Sometimes, we’ll have to do something like this to extend a pre-trained tokenizer:
from transformers import AutoTokenizer
from datasets import load_dataset
ds_de = load_dataset("mc4", 'de')
ds_fr = load_dataset("mc4", 'fr')
de_tokenizer = tokenizer.train_new_from_iterator(
ds_de['text'],vocab_size=50_000
)
fr_tokenizer = tokenizer.train_new_from_iterator(
ds_fr['text'],vocab_size=50_000
)
new_tokens_de = set(de_tokenizer.vocab).difference(tokenizer.vocab)
new_tokens_fr = set(fr_tokenizer.vocab).difference(tokenizer.vocab)

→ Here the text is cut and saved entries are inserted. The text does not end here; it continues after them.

PR #9600, opened 2022-08-25
Resolve existing users with both google_id and clever_id

brendanshean:
## WHAT
There are some users with both a `google_id` and a `clever_id`.  We'd like to sensibly set one of those values to nil.

## WHY
There's an issue with the `reset_session` [logic](https://github.com/empirical-org/Empirical-Core/blob/develop/services/QuillLMS/app/controllers/application_controller.rb#L149) and google authorization where a teacher has switched over a classroom of students to clever but the students have an existing auth_credential pointing to google.  This results in a loop where students cannot login.

## HOW
There are three strategies for resolving the two terms
1) account_type:  this was set to `User::CLEVER_ACCOUNT` or `User::GOOGLE_CLASSROOM_ACCOUNT` in a recent update of the google clever code.  Having an account_type of one of these two values represents the most recent update to the user and therefore points to whether google_id or clever_id should be removed
2) auth_credential: if there's a recent authorization grant, we can use this to infer the current account status
3) last_classroom:  the last updated classroom can have a value for `google_classroom_id`, `clever_id`, or neither.  (I've verified there are no classrooms with both `google_classroom_id` and `clever_id set`)

### Screenshots

### Notion Card Links

PR Checklist | Your Answer
------------ | -------------

### DIFF
--- a/services/QuillLMS/app/services/dual_google_id_and_clever_id_resolver.rb
+++ b/services/QuillLMS/app/services/dual_google_id_and_clever_id_resolver.rb
@@ -15,7 +15,7 @@ class DualGoogleIdAndCleverIdResolver < ApplicationService
   end
 
   def run
-    RESOLVERS.detect { |resolver| send(resolver) }
+    RESOLVERS.find { |resolver| send(resolver) }
   end
 
   private def log_account_type_change(changed_attribute, previous_value, action)
@@ -27,6 +27,7 @@ class DualGoogleIdAndCleverIdResolver < ApplicationService
       previous_value: previous_value
     )
   end
+
   private def resolve_by_account_type
     case user.account_type
     when User::GOOGLE_CLASSROOM_ACCOUNT then set_user_account_type_google
--- a/services/QuillLMS/app/services/dual_google_id_and_clever_id_resolver.rb
+++ b/services/QuillLMS/app/services/dual_google_id_and_clever_id_resolver.rb
@@ -1,0 +1,63 @@
+# frozen_string_literal: true
+
+class DualGoogleIdAndCleverIdResolver < ApplicationService
+  attr_reader :user
+
+  RESOLVERS = %i[
+    resolve_by_account_type
+    resolve_by_auth_credential
+    resolve_by_last_classroom
+  ].freeze
+
+
+  def initialize(user)
+    @user = user
+  end
+
+  def run
+    RESOLVERS.detect { |resolver| send(resolver) }
+  end
+
+  private def log_account_type_change(changed_attribute, previous_value, action)
+    ChangeLog.create(
+      action: action,
+      changed_attribute: changed_attribute,
+      changed_record: user,
+      explanation: caller_locations[0].to_s,
+      previous_value: previous_value
+    )
+  end
+  private def resolve_by_account_type
+    case user.account_type
+    when User::GOOGLE_CLASSROOM_ACCOUNT then set_user_account_type_google
+    when User::CLEVER_ACCOUNT then set_user_account_type_clever
+    end
+  end
+
+  private def resolve_by_auth_credential
+    return set_user_account_type_google if user.google_authorized?
+    return set_user_account_type_clever if user.clever_authorized?
+  end
+
+  private def resolve_by_last_classroom
+    last_classroom = user&.classrooms&.order(:updated_at)&.last
+
+    return false unless last_classroom.present?
+    return set_user_account_type_google if last_classroom.google_classroom_id.present?
+    return set_user_account_type_clever if last_classroom.clever_id.present?
+  end
+
+  private def set_user_account_type_clever
+    google_id = user.google_id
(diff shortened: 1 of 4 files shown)


services/QuillLMS/app/services/dual_google_id_and_clever_id_resolver.rb
```diff
@@ -0,0 +1,63 @@
...
+  private def log_account_type_change(changed_attribute, previous_value, action)
+    ChangeLog.create(
+      action: action,
+      changed_attribute: changed_attribute,
+      changed_record: user,
+      explanation: caller_locations[0].to_s,
+      previous_value: previous_value
+    )
+  end
+  private def resolve_by_account_type
```
anathomical, line 31: Not that it matters, but missing newline space separating this method from the previous one?

services/QuillLMS/lib/tasks/temporary/users.rake
```diff
@@ -20,4 +20,13 @@ namespace :users do
 
     puts "\nUpdated #{num_updates} user emails"
   end
-end
\ No newline at end of file
+
+  task resolve_dual_google_id_and_clever_id: :environment do
+    puts "Going to resolve #{users.count} google_id and clever_id"
```
anathomical: Where does `users` come from here?  Does this actually work?

services/QuillLMS/app/services/dual_google_id_and_clever_id_resolver.rb
```diff
@@ -0,0 +1,63 @@
...
+
+    return false unless last_classroom.present?
+    return set_user_account_type_google if last_classroom.google_classroom_id.present?
+    return set_user_account_type_clever if last_classroom.clever_id.present?
+  end
+
+  private def set_user_account_type_clever
+    google_id = user.google_id
+    user.update!(account_type: User::CLEVER_ACCOUNT, google_id: nil)
+    log_account_type_change(:google_id, google_id, ChangeLog::SET_USER_ACCOUNT_TYPE_CLEVER)
```
anathomical, line 54: Strongly approve of you adding `ChangeLog` events for these.

anathomical (approved):
Looks good.  I really love the test coverage.

services/QuillLMS/app/services/dual_google_id_and_clever_id_resolver.rb
```diff
@@ -0,0 +1,63 @@
...
+  def initialize(user)
+    @user = user
+  end
+
+  def run
+    RESOLVERS.detect { |resolver| send(resolver) }
+  end
+
+  private def log_account_type_change(changed_attribute, previous_value, action)
+    ChangeLog.create(
```
dandrabik, line 22: I really like that you are recording a Changelog.

services/QuillLMS/app/services/dual_google_id_and_clever_id_resolver.rb
```diff
@@ -0,0 +1,63 @@
...
+    resolve_by_last_classroom
+  ].freeze
+
+
+  def initialize(user)
+    @user = user
+  end
+
+  def run
+    RESOLVERS.detect { |resolver| send(resolver) }
```
dandrabik: Consider using `.find` since it's the more common synonym of `detect`.

services/QuillLMS/lib/tasks/temporary/users.rake
```diff
@@ -20,4 +20,13 @@ namespace :users do
...
+    ActiveRecord::Base.transaction do
```
dandrabik: Putting all of these in one transaction (80K rows, several writes each, plus code logic runtime), might lock rows long enough to cause some errors if these users hit the site (it might be fine, I'm not sure how fast this will be). We might consider putting a transaction around smaller sections (e.g. with each `find_in_batches` instead of `find_each`).

It might also be worth asking about whether we need a transaction in general.

dandrabik (approved):
Overall looks good! Thanks for putting this together. Small note about the transactions, but will defer to your judgement on that.

services/QuillLMS/lib/tasks/temporary/users.rake
anathomical: Actually, given that resolved issues won't be found with the `where` clauses in subsequent runs, this should be idempotent without the transaction block.

brendanshean: @dandrabik Good point about transactions and whether they are necessary.  @anathomical good call on this being safe for running again if it fails at some point.  I'll remove the transaction block.

services/QuillLMS/app/services/dual_google_id_and_clever_id_resolver.rb
brendanshean: That's really ugly.  Thanks for flagging this.

services/QuillLMS/lib/tasks/temporary/users.rake
brendanshean: Good point.  That will not work.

new_tokens = set(new_tokens_de).union(new_tokens_fr)
tokenizer = AutoTokenizer.from_pretrained(
'moussaKam/frugalscore_tiny_bert-base_bert-score'
)
tokenizer.add_tokens(list(new_tokens))
tokenizer.save_pretrained('frugalscore_tiny_bert-de-fr')
And then when loading the tokenizer,
tokenizer = AutoTokenizer.from_pretrained(
'frugalscore_tiny_bert-de-fr', local_files_only=True
)
It takes pretty long to load from %%time
in a Jupyter cell:
CPU times: user 34min 20s
Wall time: 34min 22s
I guess this is due to regex compilation for the added tokens which was also raised in Loading of Tokenizer is really slow when there are lots of additional tokens · Issue #914 · huggingface/tokenizers · GitHub
I think it’s okay since it’ll load once and the work can be done without redoing the regex compiles.